Upata is the third largest city in the state of Bolívar and the capital of the Piar municipality, a jurisdiction that has an area of 15,899 km^{2}, of which 4,000 km^{2} belong to the Upata Capital Section and about 32 km^{2} to the urban perimeter of the city. It is located in the center and habitable corners of a longitudinal valley that extends about 20 kilometers long by 6 kilometers wide, from the sources of the Yocoima River in the Las Llaves El Candado sector, near the road to Guasipati, to the agricultural, livestock, savannah and forest areas of San Lorenzo, Santa Rosa, Sabanetica, La Armonía, La Carata, Laguna Larga Unión 2000.

The city is located between 340 and 360 meters above sea level and its climate is tropical rainy savannah. In the western or western fringe of the Piar municipality, on the border with the Angostura municipality, very close to Upata is the artificial lake caused by the construction of the Guri Hydroelectric Complex, while to the east from Upata you can see the foothills of the Sierra Imataca, rich in minerals, abundant in biodiversity, with land suitable for planting and agroecological tourism.

As for the soils, they are markedly acidic, with low to moderate natural fertility, since it is an area with a long weathering process, in which Quaternary soils, clays with a high content of bauxite, clay loam, and sandbanks in the savannah, on a metamorphic igneous basement, belonging to the Imataca Geological Formation, with an age between 2800 and 3200 million years, since Upata is located in the heart of the oldest segment of the Guayana Massif. In the valley outcrop rocks, slabs, strongly metamorphosed granitic stones, gneiss, with a high content of iron, manganese, and to a lesser extent quartz.

===Climate===
Under the Köppen climate classification Upata has a tropical savanna climate (Aw). Upata is also intertropical, with precipitation that varies between 900 and 1,300 millimeters (35–51 in) (annual), in the city proper, and up to 2,000 millimeters (79 in) in some parts of the Mountain range.
Average annual temperatures are 26 °C in most of the year. The rains usually begin in November, January and August. Average temperatures are of 19 °C to 17 °C. The warmest month is August with temperatures of 36 °C Max, 26° Min.

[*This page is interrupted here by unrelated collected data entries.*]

PR #3946, opened 2020-12-26
Log output of pihole -g to pihole_updateGravity.log

yubiuser:

---
Logs the output of `pihole -g` to `/var/log/pihole_updateGravity.log`.
The cron job already [does log to that file](https://github.com/pi-hole/pi-hole/blob/41bdb741b7e1a70184ecd7dbfc23f3ebcaa5e3bc/advanced/Templates/pihole.cron#L21), but manually running gravity (or via web interface) did not log so far.

### DIFF
--- a/pihole
+++ b/pihole
@@ -70,7 +70,7 @@ reconfigurePiholeFunc() {
 }
 
 updateGravityFunc() {
-  "${PI_HOLE_SCRIPT_DIR}"/gravity.sh "$@"
+  "${PI_HOLE_SCRIPT_DIR}"/gravity.sh "$@" | tee /var/log/pihole_updateGravity.log
   exit $?
 }
 


dschaper:
I don't see the use in this, but if you all do then you'll need to add that file to `logrotate`. Dumping the output to the file every time gravity is run will increase the size of that file way beyond what we intended.

https://github.com/pi-hole/pi-hole/blob/master/advanced/Templates/logrotate

pihole
```diff
@@ -70,7 +70,7 @@ reconfigurePiholeFunc() {
 }
 
 updateGravityFunc() {
-  "${PI_HOLE_SCRIPT_DIR}"/gravity.sh "$@"
+  "${PI_HOLE_SCRIPT_DIR}"/gravity.sh "$@" | tee /var/log/pihole_updateGravity.log
```
dschaper, line 73: I think you may want `tee -a` to append. Just doing `tee` is going to overwrite the file every time.

yubiuser: That's intended. I don't care about gravity's history but only the last run.

dschaper: Then how will you differentiate between the output from a manual run (that displays the output to you) and the output from the cronjob that really is only meant to be displayed when there is an error. 

If you could explain the purpose of this then we may be able to figure out something that works for both situations. I just don't see the use in logging what is already displayed, either on console or on web interface.

jfb-pihole: I don't see a use for this either. The output is clearly shown to the user when gravity is updated manually. That's what the user should read.

jfb-pihole: It's only when gravity is updated unattended that a capture of the output is needed.

yubiuser: The idea was inspired by [this discourse post](https://discourse.pi-hole.net/t/info-uber-tote-listen/42098?u=yubiuser). If the download of an list fails there is currently no way to investigate this after I close the terminal. Of course it is displayed right away, but this would give the opportunity to see the result of the last gravity run also later. 

You're right, the cronjob would need to be modified as well to not only log in case of an error.
I can't (and need) to differentiate between the manually run and the cronjob.

dschaper: You can manually run `pihole -g | tee` or redirect from the command line if this is a rarely used function. Gravity shouldn't be run very frequently.

dschaper: And from the discourse link, it seems that a log wouldn't be useful anyways, you'd still need to go to the command line and that was reported as not being a solution.

yubiuser: The idea further down the road would be that failures of gravity could be incorporated into pihole's diagnosis system. It could warn the users if a list download failed in the web interface.

jfb-pihole: If that's the case, any changes should be made when needed to support a new feature. Overwriting the unattended log file on each gravity update is highly undesirable. It adds no value and removes a troubleshooting asset.

yubiuser: > removes a troubleshooting asset.

Why does it remove troubleshooting asset? Errors could be logged as well. If there are recurred errors, they would be loggend. If it is a one-time error and is working on the next try it will be overwritten but the error is gone anyway.

jfb-pihole: The purpose of that specif log file is to store the record of the unattended gravity rebuild.  This record is available until the next unattended rebuild.  This helps us answer the "all of a sudden, my domains on blocklist is different" or "suddenly some domains won't load" support questions.  Without that log, the record of the activity is lost.

If we overwrite this log with a subsequent manual gravity rebuild, we lose the data we sometimes need to help a user.  As I noted, since a manual gravity rebuild shows the output clearly on the screen, there is no compelling reason to store this in any log, much less overwriting an existing log that was created for another purpose.

Even if we append manual gravity rebuilds to this log (and then the next unattended update overwrites the file as intended), if a user has disable their cron (or modified it), this log could continue to grow as it is not part of a log rotation scheme.

yubiuser:
Closing this PR as there is a more comprehensive PR https://github.com/pi-hole/pi-hole/pull/3951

In terms of rainfall, they range between 950 mm of rain in the driest years and 1,500 mm in the wettest, with an average of 1,100 mm.

==Economy==

Upata is capital of Piar Municipality in the Bolívar state. Upata is commonly known as a farming and livestock town. The zones near Upata are suitable for raising ranch and the production of bovine meat. The economy of Upata also is sustained in the milk production and the elaboration of one of the Typical and Original Venezuelan cheeses "Queso Telita Guayanes".
It also produce international cheeses like ricotta, mozzarella and others of extraordinary quality. Like other food products typical of the region.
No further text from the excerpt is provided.